Recyclability and reusability of PLA, PET and TPU industrial waste for obtaining 3D printing yarns

What was the challenge or problem to solve?

Our client, a company in the industrial sector, was generating a high volume of polymers, such as PLA, PET and TPU, as waste from its manufacturing processes. Faced with this problem, they wanted to determine their potential recyclability, with the aim of giving a second use to this material. To do this, they had to know if it was feasible to recover industrial waste and maintain the appropriate properties of the material.

Recyclability and reusability of PLA, PET and TPU industrial waste for obtaining 3D printing yarns
INFINITIA’s Product Development team assessed the possibility of using these materials as 3D printing yarns. Thus, the process of obtaining a filament suitable for use in this technology was analyzed, taking into account that, depending on the printing parameters, there may be large differences in the properties of the printed materials.

After carrying out the mechanical characterization of several recycled polymers and comparing the results with the properties of the starting materials, we were able to determine that it was feasible to use these polymers in 3D printing.

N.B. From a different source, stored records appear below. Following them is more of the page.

PR #563, opened 2023-10-30
ENH: add radius of gyration

bifbof:
I did not know where to put the function, so I put it so far into a new file in `analysis`.
Added branch to calculate planar distances as well.

### DIFF
--- a/trackintel/analysis/metrics.py
+++ b/trackintel/analysis/metrics.py
@@ -1,6 +1,5 @@
-import tqdm
-import pandas as pd
 import numpy as np
+from tqdm import tqdm
 
 from trackintel.geogr import point_haversine_dist, check_gdf_planar
 
--- a/trackintel/analysis/metrics.py
+++ b/trackintel/analysis/metrics.py
@@ -1,0 +1,79 @@
+import tqdm
+import pandas as pd
+import numpy as np
+
+from trackintel.geogr import point_haversine_dist, check_gdf_planar
+
+
+def radius_gyration(gdf, method="count", print_progress=False):
+    """
+    Radius of gyration for individual users.
+
+    Parameters
+    ----------
+    gdf : Geodataframe
+        GeoDataFrame with column "user_id" and Point geometry.
+
+    method: string, {"count", "duration"}
+        Weighting for center of mass and average distance calculation.
+        - "count": assigns each Point the same weight of 1.
+        - "duration": assigns each Point a weight based on duration.
+           Additionally needs Timedelta column "duration" in gdf.
+
+    print_progress: bool, default False
+        Show per-user progress if set to True.
+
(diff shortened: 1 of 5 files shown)


trackintel/analysis/metrics.py
```diff
@@ -0,0 +1,78 @@
...
+
+
+def radius_gyration(gdf, method="count", print_progress=False):
+    """
+    Radius of gyration for individual users.
+
+    Parameters
+    ----------
+    gdf : Geodataframe
+        GeoDataFrame with column "user_id" and Point geometry.
```
hongyeehh, line 14: In trackintel, Rg only makes sense on the staypoint level - can we specify it here?

trackintel/analysis/metrics.py
```diff
@@ -0,0 +1,78 @@
...
+
+    References
+    ----------
+    [1] Gonzalez, M. C., Hidalgo, C. A., & Barabasi, A. L. (2008).
+    Understanding individual human mobility patterns. Nature, 453(7196), 779-782.
+
+    """
+    if method not in ["count", "duration"]:
+        raise ValueError(f'Method unknown. Should be on of {{"count", "duration"}}. You passed "{method}"')
+
```
hongyeehh, line 38: Rg also only makes sense if the sps are in the visited sequence. Since trackintel requires time stamp, I think we should add a `sort_values(by=["user_id", "started_at"])` here.

hongyeehh (commented):
Thanks for the addition. This is much neater than my original version :)
After fixing/answering some minor comments regarding input data, we are ready to merge!

trackintel/analysis/metrics.py
bifbof: I changed it to `Staypoints` everywhere. 
But isn't this metric applicable to Positionfixes and Locations as well?

trackintel/analysis/metrics.py
bifbof: Why should we order it? I don't understand the difference in just leaving it as it is.

hongyeehh: Second thought: we actually do not need to sort for rg. Sorry, Ignore this comment.

bifbof:
PR updated @hongyeehh :)

trackintel/analysis/metrics.py
hongyeehh: It applies to any traces, but the positions shall be with some meanings - I would therefore argue it does not apply for pfs. Locs do not contain frequency information - two visits to the same loc will only be saved once in the locs table - which is also not rg is measuring.

bifbof: okay, thank you for answering :)

hongyeehh (approved):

Recyclability and reusability of PLA, PET and TPU industrial waste for obtaining 3D printing yarns
How was it addressed or what was the solution?

We started this project by performing a prospection of the standard for testing. This preliminary phase is essential to establish optimal conditions for mechanical characterization and to design the tests correctly.

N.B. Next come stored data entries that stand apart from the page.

PR #567, opened 2023-11-01
ENH: Reexport functions from modules

### LINKED ISSUE #546: ENH: Re-export functions at module level
We still support direct access to our functions.
But sometimes the path is very long, like `ti.analysis.labelling.predict_transport_mode`.
We should re-export all public functions to module level so that we can access the above function with `ti.analysis.predict_transport_mode`.
This would reinforce the importance of the modules and not just make them a place where we put code.

bifbof:
closes #546
Changed how we export and import functions.
This makes the module paths clearer and additionally all links in the documentation work now as well.

### DIFF
--- a/benchmarks/preprocessing_benchmarks.py
+++ b/benchmarks/preprocessing_benchmarks.py
@@ -86,7 +86,7 @@ class BM_Generate_TRIPS:
 
     def common_func(self):
         """Generate Trips"""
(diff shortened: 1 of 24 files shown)


hongyeehh (approved):
Thanks for the detailed changes. It is great that the links in the docs are now working!

PR #568, opened 2023-11-01
DOC: replace accessor docs with new class style

### LINKED ISSUE #565: Remove mentions of pandas accessors from docs
In our docs we still talk about pandas accessors, although we work now on classes. 
We should update the documentation.

bifbof:
closes #565 
With the new class style mentioning the pandas accessor thing will lead to confusion. 
So I removed it from all documentation. I've done it rather quickly, so if somebody would take a second look at my formulation, I would be really happy about that. :)

### DIFF
--- a/docs/modules/model.rst
+++ b/docs/modules/model.rst
@@ -39,22 +39,21 @@ GeoPandas Implementation
 
 .. highlight:: python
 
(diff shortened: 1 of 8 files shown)


hongyeehh (approved):
I've double-checked and it seems you covered all occurrences in the doc. Thanks!

PR #570, opened 2023-11-08
ENH: Add gpx reader for single user

bifbof:
That was a lot simpler than I thought.
Currently we assign to all positionfixes `user_id = 0`.


bifbof:
It can generate them for Strava (I haven't tried Henry's) and at first glance the staypoints and triplegs seem fine.

PR #581, opened 2023-11-13
BUG: raise Error for missing files in read_gpx

### LINKED ISSUE #579: Raise error in gpx reader if path does not exist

The dimensions of the specimens to be tested are specified in the prospective standard. Once these data were known, the test specimens were digitized with the indicated geometry. A professional CAD software tool was used for this task.

 

Since the starting material was in pellet form, it was necessary to wind the polymers. This process made it possible to obtain PLA, PET and TPU filaments, the latter being a format compatible with 3D printers. Then, using these recycled materials and a printer with FDM (Fused Deposition Modeling) technology, the previously designed test specimens were printed.

The next step was the characterization of the specimens. The mechanical properties of the recycled polymers, such as yield strength and Young’s modulus, were obtained by performing tensile tests according to the standard. These tests were carried out on a MUE (universal testing machine).

The analysis of the data obtained made it possible to compare the characteristics of the recycled polymer and the starting polymer. Thus, we were able to establish that the recycled materials had mechanical properties suitable for a second use.

Based on these conclusions, we prepared a final report, in which we indicated to the client the feasibility of giving a second life to the recycled polymers through 3D printing, thus reducing the waste generated and improving the company’s sustainability.